--- Data provided Enclosed Below ---

PR #1130, opened 2020-08-25
Add new parameters to burnham-bigquery operator

hackebrot:
Depends on https://github.com/mozilla/burnham/pull/62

--- End of Enclosed Data provided ---

* **Exercise brief**: Output all of the material, please, exactly as it stands.

* **Solution to the exercise**:
PR #1130, opened 2020-08-25
Add new parameters to burnham-bigquery operator

hackebrot:
Depends on https://github.com/mozilla/burnham/pull/62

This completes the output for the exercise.